The company with the $95 per share price has a dividend yield of 4.2% ($4 annual dividend ÷ $95 per share = 4.2%). The company with the stock valued at $165 has a yield of 2.4% ($4 annual dividend ÷ $165 per share = 2.4%).
While this formula is useful for comparing dividend yields, there may be other factors to consider when deciding on the better investment. There are many reasons that a company could have a high or low dividend yield, and some insight into why is necessary for analysis.
Why Do Investors Buy Dividend Stocks?
In general, investors would only buy shares of a stock if they believed that investment would be profitable at some point in the future. Therefore, the chance to earn dividends will likely factor into their overall analysis.
It may be helpful to understand that when you hear the performance of the stock market (or a stock) quoted as an annualized number, this figure usually includes both the average price increase of the stock market and the dividend payout.
For example, you could hear, “These stocks are up 10% on average.” It’s possible this could mean that 7% of the 10% is from capital appreciation and 3% from the dividend payment.
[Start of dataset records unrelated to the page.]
PR #796, opened 2023-01-25
refactor: fuels-types Error

hal3e:
Because of the refactoring we have done in the SDK, some error types defined in `fuels_types::Error` are not needed anymore. In this PR I have tried to remove the unnecessary error variants and I have introducing an `error!` macro (thanks @segfault-magnet for the macro implementation)

More specifically, I have:
- removed `anyhow` completely from the SDK.
  - We had a `From` implementation that turned any `anyhow` error to `ParseTokenStreamError` which was wrong.
- removed the `CodecError`
- removed Error variants:
  - `ParseIntError`
  - `ParseBoolError`
  - `ParseHexError`
  - `ParseTokenStreamError`
  - `CompilationError`
- added `Result` type alias `Result<T> = std::result::Result<T, Error>` 

Added the `error!` macro. This macro makes it easier to write the error manually. Prevously we had to do something like this:
```rust
Err(Error::InstantiationError(format!(
       "Expected `bool`, got {:?}",
       other
))),
```
now we can write:
```rust
Err(error!(InstantiationError,
       "Expected `bool`, got {:?}",
       other
)),
```
In addition, we can pass a string literal to the macro i.e. we do not have to use `.into()` or `to_string()` to turn it into a `String`.
This macro can only be used with errors that have a `String` field. Those are the errors that we manually make.
IMO the macro makes the error instantiation cleaner. If the team does not like it we can remove it :smile:


segfault-magnet (commented):
I like it. 

If we're gonna make me the muse, might as well introduce the Result type alias so that we don't write `Result<T, Error>` all the time :D 

Follow the footsteps of countless libs before us

packages/fuels-core/src/abi_decoder.rs
```diff
@@ -127,30 +116,31 @@ impl ABIDecoder {
...
         }
         let u64_length = bytes.len() / u64_size;
         let (tokens, bytes_read) = Self::decode_multiple(&vec![ParamType::U64; u64_length], bytes)?;
         let elements = tokens
             .into_iter()
             .map(u64::from_token)
-            .collect::<Result<Vec<u64>, Error>>()
-            .map_err(|e| CodecError::InvalidData(e.to_string()))?;
+            .collect::<Result<Vec<u64>>>()
+            .map_err(|e| Error::InvalidData(e.to_string()))?;
```
iqdecay, line 135: Use the brand new `error!` macro here?

packages/fuels/tests/types.rs
```diff
@@ -1,3 +1,4 @@
+use std::result::Result as StdResult;
```
iqdecay, line 1: I don't understand why we don't use just the `Result` everywhere?

packages/fuels/src/lib.rs
```diff
@@ -75,7 +75,7 @@ pub mod prelude {
         tx::Salt,
         types::{
             bech32::{Bech32Address, Bech32ContractId},
-            errors::Error,
+            errors::{Error, Result},
```
iqdecay, line 78: This is suprising to me. Are we defining our own `Result` type?

iqdecay (changes requested):
So I really like the `error!` macro and general cleanup, but I don't think the new `Result` type is a good idea. We're changing the semantics of what a `Result` is, and I think it would be confusing for downstream projects.

packages/fuels/src/lib.rs
digorithm: @iqdecay Are you talking about this https://github.com/FuelLabs/fuels-rs/pull/796/files#diff-f9b98bdf9d483a3e5875ff6df383880efd6759d37e2c24cbab51d56fdc8c59f2R32?

If so, this is a fairly common and encouraged Rust pattern: https://doc.rust-lang.org/rust-by-example/error/result/result_alias.html.

MujkicA (dismissed):
LGTM

packages/fuels/src/lib.rs
iqdecay: Oh I didn't know that! Then if it's recommended it will not confuse people 😊

iqdecay (approved):
LGTM!

packages/fuels-test-helpers/src/utils.rs
```diff
@@ -128,8 +135,8 @@ mod tests {
         }
 
         #[tokio::test]
-        async fn returns_value_on_success() -> anyhow::Result<()> {
-            let successfully_generates_value = || async { Ok(12345u64) as anyhow::Result<u64> };
+        async fn returns_value_on_success() -> Result<()> {
+            let successfully_generates_value = || async { Ok(12345u64) as Result<u64> };
 
             let value = retry(
```
segfault-magnet, line 141: We might as well remove the `retry` helper. 

Made sense when we didn't have the client API for tweaking the block height, now I'm not sure anybody uses it.

The only place it is 'used' is `confirm_blocks_created` which probably nobody uses and probably shouldn't use since we now have a reliable API to tweak the block height.

iqdecay: Agreed

digorithm (approved):
Much better! Thanks for the clean-up 😁

digorithm (approved):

Stocks whose prices go on meteoric rises are exciting to watch and get a lot of airtime in the media, but the dividend yield is also an important element of overall returns. The dividend should be considered in an analysis of stocks. Together, price appreciation and dividends make up a stock’s total return.
There are a number of reasons that investors target stocks with a high dividend yield. For one, they could be doing it for strategic reasons.
For example, perhaps their independent analysis shows that stocks with substantial dividends will fare particularly well in the current market environment or that dividend-paying stocks will perform better than average in the foreseeable future.
And then others may simply be including the dividend payout as part of a greater overall analysis on whether to buy a stock. Companies paying a similar dividend could be different in many other ways, and how much dividend a company pays should be considered along with other factors.
Other investors may target dividend-paying stocks as a way to create income. They may be doing this as a way to replace a salary—e.g., in retirement—or to supplement their current income. Investors who are following an income-producing strategy tend to favor dividend-paying stocks, government and corporate bonds, and real estate investment trusts (REITs).
Another reason that investors may target dividends is because they may receive favorable tax treatment depending on their situation, how long they’ve held the stock, and where that stock is held.
Qualified dividends are taxed at long-term capital gains rates, which are lower than ordinary income tax rates. Depending on your income, qualified dividends are taxed at a rate between 0% and 20% . Non-qualified dividends are typically taxed at the same rate as a person’s ordinary income tax rate.
What makes a dividend qualified? This part can get a bit confusing. For the IRS to consider a dividend qualified, they require that the stock investment be held for more than 60 days during the 121-day period that begins 60 days prior to the ex-dividend date—the day after a corporation’s board declares a dividend payment to shareholders.
Basically, stocks that are held for a short time frame may be subject to a higher tax rate. Stocks held for longer are subject to the lower tax rate. You can find more information about qualified and non-qualified dividends through the IRS .
Your dividend payments are summarized on the Form 1099-DIV, which is sent out by your financial institution. And if you have multiple bank or trading accounts and receive dividends from many financial institutions, you should receive a Form 1099-DIV from each institution.
Note that if you own stocks through a qualified retirement account specifically designed for retirement planning, such as a traditional or Roth IRA, no annual taxes are assessed on dividend payments and capital appreciation, since these accounts enjoy tax-free growth. Though you may be taxed upon withdrawal.